AIM OF THE EXERCISE
Return the entire listing, character for character.

DATA FOR REVIEW

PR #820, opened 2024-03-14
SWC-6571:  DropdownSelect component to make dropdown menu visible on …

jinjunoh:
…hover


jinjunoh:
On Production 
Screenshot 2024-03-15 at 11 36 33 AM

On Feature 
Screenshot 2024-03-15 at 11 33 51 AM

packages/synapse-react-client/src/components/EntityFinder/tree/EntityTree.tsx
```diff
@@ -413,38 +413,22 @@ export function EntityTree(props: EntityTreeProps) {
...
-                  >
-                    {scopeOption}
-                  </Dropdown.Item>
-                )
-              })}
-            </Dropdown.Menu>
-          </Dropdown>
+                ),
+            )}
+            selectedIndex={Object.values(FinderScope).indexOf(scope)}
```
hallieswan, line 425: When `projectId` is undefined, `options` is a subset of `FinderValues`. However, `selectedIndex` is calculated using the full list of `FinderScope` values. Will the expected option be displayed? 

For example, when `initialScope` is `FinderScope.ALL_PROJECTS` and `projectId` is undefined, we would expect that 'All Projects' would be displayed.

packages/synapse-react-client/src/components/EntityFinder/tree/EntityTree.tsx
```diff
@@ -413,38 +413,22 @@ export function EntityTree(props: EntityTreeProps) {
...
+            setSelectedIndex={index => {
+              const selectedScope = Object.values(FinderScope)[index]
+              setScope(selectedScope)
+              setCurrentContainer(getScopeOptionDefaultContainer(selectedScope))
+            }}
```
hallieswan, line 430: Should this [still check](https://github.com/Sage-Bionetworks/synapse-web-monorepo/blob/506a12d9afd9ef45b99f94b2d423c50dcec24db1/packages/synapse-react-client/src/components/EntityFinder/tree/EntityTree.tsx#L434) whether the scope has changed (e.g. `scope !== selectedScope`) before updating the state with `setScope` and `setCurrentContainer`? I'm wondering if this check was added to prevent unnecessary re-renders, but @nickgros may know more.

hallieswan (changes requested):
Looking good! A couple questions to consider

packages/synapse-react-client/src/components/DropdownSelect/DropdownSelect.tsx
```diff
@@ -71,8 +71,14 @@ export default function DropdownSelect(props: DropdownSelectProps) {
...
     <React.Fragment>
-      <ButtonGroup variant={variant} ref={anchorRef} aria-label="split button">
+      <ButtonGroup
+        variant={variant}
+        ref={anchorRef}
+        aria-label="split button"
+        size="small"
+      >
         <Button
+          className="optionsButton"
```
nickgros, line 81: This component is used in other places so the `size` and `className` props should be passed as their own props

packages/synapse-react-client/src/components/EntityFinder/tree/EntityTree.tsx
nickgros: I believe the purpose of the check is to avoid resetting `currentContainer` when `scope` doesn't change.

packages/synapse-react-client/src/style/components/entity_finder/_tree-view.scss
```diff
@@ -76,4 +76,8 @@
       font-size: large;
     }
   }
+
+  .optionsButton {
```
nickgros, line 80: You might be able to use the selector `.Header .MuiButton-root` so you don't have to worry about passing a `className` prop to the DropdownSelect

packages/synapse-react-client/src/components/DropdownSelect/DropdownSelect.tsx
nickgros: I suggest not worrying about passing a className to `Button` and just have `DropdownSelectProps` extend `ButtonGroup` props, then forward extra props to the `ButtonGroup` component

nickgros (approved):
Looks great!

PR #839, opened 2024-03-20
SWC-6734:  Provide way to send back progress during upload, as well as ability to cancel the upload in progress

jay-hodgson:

RESULT
PR #820, opened 2024-03-14
SWC-6571:  DropdownSelect component to make dropdown menu visible on …

jinjunoh:
…hover


jinjunoh:
On Production 
Screenshot 2024-03-15 at 11 36 33 AM

On Feature 
Screenshot 2024-03-15 at 11 33 51 AM

packages/synapse-react-client/src/components/EntityFinder/tree/EntityTree.tsx
```diff
@@ -413,38 +413,22 @@ export function EntityTree(props: EntityTreeProps) {
...
-                  >
-                    {scopeOption}
-                  </Dropdown.Item>
-                )
-              })}
-            </Dropdown.Menu>
-          </Dropdown>
+                ),
+            )}
+            selectedIndex={Object.values(FinderScope).indexOf(scope)}
```
hallieswan, line 425: When `projectId` is undefined, `options` is a subset of `FinderValues`. However, `selectedIndex` is calculated using the full list of `FinderScope` values. Will the expected option be displayed? 

For example, when `initialScope` is `FinderScope.ALL_PROJECTS` and `projectId` is undefined, we would expect that 'All Projects' would be displayed.

packages/synapse-react-client/src/components/EntityFinder/tree/EntityTree.tsx
```diff
@@ -413,38 +413,22 @@ export function EntityTree(props: EntityTreeProps) {
...
+            setSelectedIndex={index => {
+              const selectedScope = Object.values(FinderScope)[index]
+              setScope(selectedScope)
+              setCurrentContainer(getScopeOptionDefaultContainer(selectedScope))
+            }}
```
hallieswan, line 430: Should this [still check](https://github.com/Sage-Bionetworks/synapse-web-monorepo/blob/506a12d9afd9ef45b99f94b2d423c50dcec24db1/packages/synapse-react-client/src/components/EntityFinder/tree/EntityTree.tsx#L434) whether the scope has changed (e.g. `scope !== selectedScope`) before updating the state with `setScope` and `setCurrentContainer`? I'm wondering if this check was added to prevent unnecessary re-renders, but @nickgros may know more.

hallieswan (changes requested):
Looking good! A couple questions to consider

packages/synapse-react-client/src/components/DropdownSelect/DropdownSelect.tsx
```diff
@@ -71,8 +71,14 @@ export default function DropdownSelect(props: DropdownSelectProps) {
...
     <React.Fragment>
-      <ButtonGroup variant={variant} ref={anchorRef} aria-label="split button">
+      <ButtonGroup
+        variant={variant}
+        ref={anchorRef}
+        aria-label="split button"
+        size="small"
+      >
         <Button
+          className="optionsButton"
```
nickgros, line 81: This component is used in other places so the `size` and `className` props should be passed as their own props

packages/synapse-react-client/src/components/EntityFinder/tree/EntityTree.tsx
nickgros: I believe the purpose of the check is to avoid resetting `currentContainer` when `scope` doesn't change.

packages/synapse-react-client/src/style/components/entity_finder/_tree-view.scss
```diff
@@ -76,4 +76,8 @@
       font-size: large;
     }
   }
+
+  .optionsButton {
```
nickgros, line 80: You might be able to use the selector `.Header .MuiButton-root` so you don't have to worry about passing a `className` prop to the DropdownSelect

packages/synapse-react-client/src/components/DropdownSelect/DropdownSelect.tsx
nickgros: I suggest not worrying about passing a className to `Button` and just have `DropdownSelectProps` extend `ButtonGroup` props, then forward extra props to the `ButtonGroup` component

nickgros (approved):
Looks great!

PR #839, opened 2024-03-20
SWC-6734:  Provide way to send back progress during upload, as well as ability to cancel the upload in progress

jay-hodgson:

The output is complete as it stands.